# [What is required]
Starting at the top of the entries below, set down each line exactly as written, and stop after the line containing "Since each category".

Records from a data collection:
- Opening Delimiter -

Issue #1706, opened 2021-03-01
New addon: custom block category


ghost:
**Describe the new addon**
https://scratchblocks.github.io/#?style=scratch3&script=%2F%2F%20From%20this...%0A%0Adefine%20sa-motion%20%7C%20move%20(steps)%20steps%20backwards%0Amove%20((0)%20-%20(steps))%20steps%0A%0A%2F%2F%20to%20this!%0A%0Adefine%20(move%20(steps)%20steps%20backwards%20%3A%3A%20motion%20stack)%0Amove%20((0)%20-%20(steps))%20steps%0A%0A%2F%2F%20Well%2C%20%3Cem%3Esomething%3C%2Fem%3E%20like%20that...&

**Link to the new addon**
Idk

areeq0325:
I had meant "sa-motion | ", but that's fine too.

jeffalo:
i like this idea. we might want to phase out `sa-` because of the browser extenstion/userscript policy

WorldLanguages:
nah, `sa` can mean so many things

areeq0325:
Maybe abbreviations will work as well:
`mo-` would behave like `motion-`
`lo-` would behave like `looks-`
`et-` would behave like `etcetera-`
Since each category gets a unique abbreviation*, those can be included as well.

Endermaster3690:
> nah, `sa` can mean so many things

well maybe we still should? idk i would not use the `sa-` > because of the browser extenstion/userscript policy

TheColaber:
Feedback from before:
> a way to make custom blocks any color in a similar manner to how folders work

Mbrick2:
Maybe comments on define block

FlamedDogo99:
I'm not 100% sold on the implementation, but it could be interesting. I feel like keeping the SA-motion text in the block would be good if we go that way, in order to avoid having duplicates of native blocks. I've tentatively thrown this together:

https://github.com/user-attachments/assets/28936955-4dcf-4da9-8343-859178eb7711

I feel like a comment approach like [#4508](https://github.com/ScratchAddons/ScratchAddons/issues/4508) could be better?

PR #8476, opened 2025-07-27
New Addon: Recolor Custom Blocks

FlamedDogo99:
Partially implements #1706
### Changes
 - Created `recolor-custom-blocks` addons
   - Adds `userscript.js`, `addon.json` and `userstyle.css`
 - Updated `addons/addons.json` to include the new addon
 - Updated `addons/editor-theme3.js` to use custom block colors for procedure related blocks, and the recoloring of procedure_declaration's box_ element
#### Background
When dealing with a higher quantity of custom blocks in a project, it can quickly become difficult to sort through them all to find a particular block ([example](https://scratch.mit.edu/projects/1196842994/editor/)). While this can be partially mitigated by using colorful text such as emojis in block names, it seems like having a visually-uniform method of sorting blocks would be useful.

To address this issue, this addon allows users to color their custom blocks by prepending one of scratch's color categories (for example, `motion:` or `events:`) to it, or by selecting from a series of colored buttons in the edit procedure modal, pictured below.
| Category Color | Custom Color |
|--------|--------|
| Screenshot 2025-08-08 at 10 04 17 AM | Screenshot 2025-08-08 at 10 05 24 AM |

The user also can choose to hide or display prefixes for themselves in the editor

| Prefixes shown | Prefixes hidden |
|--------|--------|
| Screenshot 2025-08-08 at 10 08 39 AM | Screenshot 2025-08-08 at 10 08 56 AM | 

#### Rationale
1) Non-addon users accessibility
    - Coloring by the text at the beginning of the block allows users who don't use / disable the addon to still be able to read and understand the intended organization of a project which utilizes this feature. Additionally with prefixes shown, addon users can also still see how non-addon user's will see the layout project,
2) Flyout grouping.
    - As the custom blocks in the flyout are alphabetically sorted, blocks of the same color will already be next to each other
3) Block searching
   - This allows users to search / insert blocks by color, when prefixes are shown
4) Language accessibility
   - Non-english speakers can use the color menu without needing to understand the prefixes it appends.
#### Implementation
For this addon, my goal is to minimize the amount of runtime overhead and memory overhead. In general terms, this meant avoiding the use of `(async () => {while (true) {})` to listen for changes, and doing as little extra block bookkeeping as possible. In this implantation, the following is employed
 1) **Procedures Call**: `createAllInputs` is shimmed to handle hiding prefixes and recoloring before the normal method is called 
 2) **Procedures Prototype**: `createAllInputs` is shimmed to handle hiding prefixes and recoloring before the normal method is called 
 3) **Procedures Declaration**: As addon `reorder-custom-inputs` completely overrides the `init` and `createAllInputs` methods, we modify `Blockly.BlockSvg.prototype.initSvg` to modify procedures declarations's `onChangeFn` to recolor the block and update the modal's menu items. 
4) All color changes are saved to the block's `recolorCustomBlock`, which we modify `Blockly.BlockSvg.prototype.updateColour` to detect and color the blocks by, before calling the original function

Not conflicting with `theme3` continues to be the most challenging part of this addon. If this addon gets greenlit, a theme + block color api will be created so that addons will stop _directly editing the dom_ (which is really _really_ hard to detect from another addon)
### Tests
This was created and tested in on Brave (Mozilla/5.0 (Macintosh; Intel Mac OS X 10_15_7) AppleWebKit/537.36 (KHTML, like Gecko) Chrome/138.0.0.0 Safari/537.36) on macOS Sequoia Version 15.5, currently with no known errors


FlamedDogo99:
I would have to use mutation observers to change the coloring of ~~`middle-click-popup`~~ and `find-bar`, as their color values are hardcoded, so I think I'm going to call it for now.
The only thing left is possibly using `Blockly.BlockSvg.prototype.initSvg` for the coloring and only use `Blockly.BlockSvg.prototype.render` for the custom block editing modal, which would allow me to not need to listen to redux states. If anyone with experience can weigh in, it would be appreciated.

FlamedDogo99:
Shoot I just saw #7768, which will kill this completely. `Blockly.BlockSvg.prototype.render` doesn't even dispatch most of the time on the spork branch

mxmou:
> Shoot I just saw #7768, which will kill this completely. `Blockly.BlockSvg.prototype.render` doesn't even dispatch most of the time on the spork branch

There's almost certainly a way to make this work with the new Blockly version. You'll probably need to override a different method instead of `render` - maybe `applyColour`.

FlamedDogo99:
> You'll probably need to override a different method instead of `render` - maybe `applyColour`.

~~It’s looking like applyColour only is used on initialization?~~ I’ll definitely have to do some more research, as directly setting `style` seems to be unreliable (it somehow colors neighboring blocks in the same stack??)

Edit: Accidentally closed this, sorry 

Edit: This actually is very possible, and will be done soon

FlamedDogo99:
Todo
 - [x] Make procedures_declaration recolor inputs/fields when they're added
    - Fixed by dispatching updateColour to children  
 - [x] Fix define block arguments staying the previous color when the block color is updated
    - "Fixed" by manually setting the html element's stroke path _because this behavior is hard-coded_
 - [x] Sometimes procedures_declaration's onChangeFn isn't polluted?
    - The method previously used conflicted with the reorder-custom-inputs addon, and so we now pollute onChangeFn when we catch a procedure_declaration being rendered from Blockly.BlockSvg.prototype.initSvg

FlamedDogo99:
Am I allowed to submit changes to other addons with this? Tweaking the `middle-click-popup` and `find-bar` addons to read color values directly from the current block's coloring for custom procedures would be very nice is all.

Edit: I managed to get middle-click-popup working by just adding a stylesheet, so disregard this

FlamedDogo99:
Todo
  - [x] Make updateAllBlocks recalculate the color of colored custom procedures
  - [x] Somehow respond to theme3's manual coloring of the dom
      - [x] Procedure Declaration `box_`
      - [x] All text coloring
      - [x] Procedure Prototype svgPath stroke color 
      - If there's a way to get other addon's settings, this will be trivial to implement

WorldLanguages:
> Am I allowed to submit changes to other addons with this?

Sure

addons/recolor-custom-blocks/userscript.js
```diff
@@ -0,0 +1,320 @@
...
+    return {r: decimal >> 16, g: decimal >> 8 & 255, b: decimal & 255};
+  }
+  const RGBtoHex = (rgb) => {
+    return "#" + ((rgb.b | rgb.g << 8 | rgb.r << 16) | 1 << 24).toString(16).slice(1);
+  }
+  const multiply = (hexString, {r, g, b}) => {
+    const c = hexToRGB(hexString);
+    const multiplied = {r: r * c.r, g: g * c.g, b: b * c.b}
+    return RGBtoHex(multiplied);
+  }
```
Samq64: Similar functions already exist in [text-color.js](https://github.com/ScratchAddons/ScratchAddons/blob/master/libraries/common/cs/text-color.js), maybe those be used instead?

addons/recolor-custom-blocks/userscript.js
```diff
@@ -0,0 +1,320 @@
...
+    return customColor.colourPrimary === colors.colourPrimary &&
+        customColor.colourSecondary === colors.colourSecondary &&
+        customColor.colourTertiary === colors.colourTertiary &&
+        customColor.colourQuaternary === colors.colourQuaternary;
+  }
+  const setProcedureButtonColor = (iconElement, colors) => {
+    let svg = atob(iconElement.src.replace(uriHeader, ""));
+
+    // To change the menu item colors, we are inserting our own css after scratch's in the style tag
+    // We want to avoid adding unneeded styling, so we keep our changes after the "ccbc edit" comment
```
Samq64:
```suggestion
    // We want to avoid adding unneeded styling, so we keep our changes after the "rcb edit" comment
```

addons/recolor-custom-blocks/userscript.js
```diff
@@ -0,0 +1,320 @@
...
+    // This allows us to remove old changes, and not be negatively effected by theme3 recoloring them
+    const editedComment = "/*rcb edit*/";
+    const endStyleIndex = svg.indexOf("</style>");
+    const editedCommentIndex = svg.indexOf(editedComment);
+    const appendedStyles = editedComment + ".cls-3{fill:" + colors.colourPrimary + ";}.cls-3,.cls-4{stroke:" + colors.colourTertiary + ";}.cls-4{fill:" + colors.colourSecondary + ";}text.cls-4{fill:#fff;stroke:unset;}"
```
Samq64: This isn't necessary but could this be a backtick string with whitespace to improve readability?

addons/recolor-custom-blocks/addon.json
```diff
@@ -0,0 +1,26 @@
+{
+  "name": "Recolor Custom Blocks",
+  "description": "Change the color of custom blocks by adding a block category (such as motion, events, etc) followed by a colon (:) ",
```
Samq64:
```suggestion
  "description": "Changes the colors of custom blocks that start with the name of a category followed by a colon (:), for example \"looks: animate\".",
```

Samq64:
And for localization just adding an addon notice mentioning that the category names are English only should be fine.

addons/recolor-custom-blocks/userscript.js
Samq64: Actually the correct import is [text-color.esm.js](https://github.com/ScratchAddons/ScratchAddons/tree/master/libraries/common/cs/text-color.esm.js).

addons/recolor-custom-blocks/addon.json
```diff
@@ -0,0 +1,26 @@
+{
+  "name": "Recolor Custom Blocks",
```
Samq64: Addon names should be sentence case, see #2764 for the discussion.
```suggestion
  "name": "Recolor custom blocks",
```

addons/recolor-custom-blocks/addon.json
```diff
@@ -0,0 +1,26 @@
...
+  "description": "Change the color of custom blocks by adding a block category (such as motion, events, etc) followed by a colon (:) ",
+  "credits": [
+    {
+      "name": "FlamedDogo99",
+      "link": "https://github.com/FlamedDogo99"
+    }
+  ],
+  "tags": ["editor", "codeEditor"],
```
Samq64:
```suggestion
  "tags": ["editor", "codeEditor", "featured"],
  "relatedAddons": ["data-category-tweaks-v2", "editor-theme3"],
```

FlamedDogo99:
> Could the block text color and border in the definition be adjusted to match its uses when using the colored on white/black options?

This is proving to be more difficult than I expected. Here's the associated parts of editor-theme3
```js
  const textColor = (field) => {
    if (addon.self.disabled) return originalColors.text;
    if (textMode() === "white") return "#ffffff";
    if (textMode() === "black") return "#000000";
    if (field) {
      let block = field.sourceBlock_;
 // This is what's making the colors in the define block not work correctly in colored text mode :(
      if (block.isShadow() && block.getParent()) block = block.getParent();
      return block.getColourTertiary();
    }
    return "#000000";
  };
// ...
  const oldFieldLabelInit = Blockly.FieldLabel.prototype[fieldMethodName];
  Blockly.FieldLabel.prototype[fieldMethodName] = function () {
    oldFieldLabelInit.call(this);
// Directly setting the text color, without giving a way for other addons to notice
    if (this.textElement_) this.textElement_.style.fill = textColor(this);
  };
// ...
    const oldFieldVariableInit = Blockly.FieldVariable.prototype.init;
    Blockly.FieldVariable.prototype.init = function () {
      oldFieldVariableInit.call(this);
// They're even using important here, just to make our lives more difficult
// JUST USE MORE SPECIFICITY
      this.textElement_.style.setProperty("fill", textColor(this), "important");
    };
```
The current problem is that theme3 directly edits the dom, depending on the addon's internal state, which I don't have access to.

Samq64:
Feel free to make some adjustments to `editor-theme3` if needed.

> This is proving to be more difficult than I expected.

Don't worry then, the background still has a tint so it's not that important.

mxmou:
> The current problem is that theme3 directly edits the dom, depending on the addon's internal state, which I don't have access to.

It's probably easier to fix this on the theme3 side than in your addon. theme3 can access the `recolorCustomBlock` attribute of blocks, so you can change the definition of `textColor()` to behave differently if that attribute is present.

mxmou:
> And for localization just adding an addon notice mentioning that the category names are English only should be fine.

I disagree - people who use Scratch in another language might not know what the English names are because there are often multiple possible translations. Even for English-speaking users, it would be helpful to be able to use the name of the category, not the internal color ID, because there are some weird differences between names and IDs (sound/sounds, events/event).

We can add localization support in a later PR, but we probably shouldn't release the addon to users without it. The best solution is to do something similar to [how the `addon.tab.addBlock()` API handles translations](https://github.com/ScratchAddons/ScratchAddons/blob/2b84fc7/addon-api/content-script/blocks.js#L251-L262):
* When creating a block, replace the translated prefix (if there's one) with the color ID.
* When the block is displayed, replace the ID with the translation.

FlamedDogo99:
> It's probably easier to fix this on the theme3 side than in your addon. theme3 can access the recolorCustomBlock attribute of blocks, so you can change the definition of textColor() to behave differently if that attribute is present.

My goal has been to implement this addon in a way that doesn’t require adding specialized logic to other addons, however I will go this route if I continue to be stuck. The less resource intensive, the better.

> * When creating a block, replace the translated prefix (if there's one) with the color ID.
> * When the block is displayed, replace the ID with the translation.

Thanks for taking the time to provide some feedback! While I am all for making this addon accessible to other languages, I would like to take some time to think through the details of the implementation.

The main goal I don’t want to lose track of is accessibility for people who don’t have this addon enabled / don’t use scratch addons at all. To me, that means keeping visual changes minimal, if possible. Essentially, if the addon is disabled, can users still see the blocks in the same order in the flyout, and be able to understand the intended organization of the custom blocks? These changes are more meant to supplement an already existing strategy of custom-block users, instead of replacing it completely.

- Closing Delimiter -

# [Output]
Issue #1706, opened 2021-03-01
New addon: custom block category


ghost:
**Describe the new addon**
https://scratchblocks.github.io/#?style=scratch3&script=%2F%2F%20From%20this...%0A%0Adefine%20sa-motion%20%7C%20move%20(steps)%20steps%20backwards%0Amove%20((0)%20-%20(steps))%20steps%0A%0A%2F%2F%20to%20this!%0A%0Adefine%20(move%20(steps)%20steps%20backwards%20%3A%3A%20motion%20stack)%0Amove%20((0)%20-%20(steps))%20steps%0A%0A%2F%2F%20Well%2C%20%3Cem%3Esomething%3C%2Fem%3E%20like%20that...&

**Link to the new addon**
Idk

areeq0325:
I had meant "sa-motion | ", but that's fine too.

jeffalo:
i like this idea. we might want to phase out `sa-` because of the browser extenstion/userscript policy

WorldLanguages:
nah, `sa` can mean so many things

areeq0325:
Maybe abbreviations will work as well:
`mo-` would behave like `motion-`
`lo-` would behave like `looks-`
`et-` would behave like `etcetera-`
Since each category gets a unique abbreviation*, those can be included as well.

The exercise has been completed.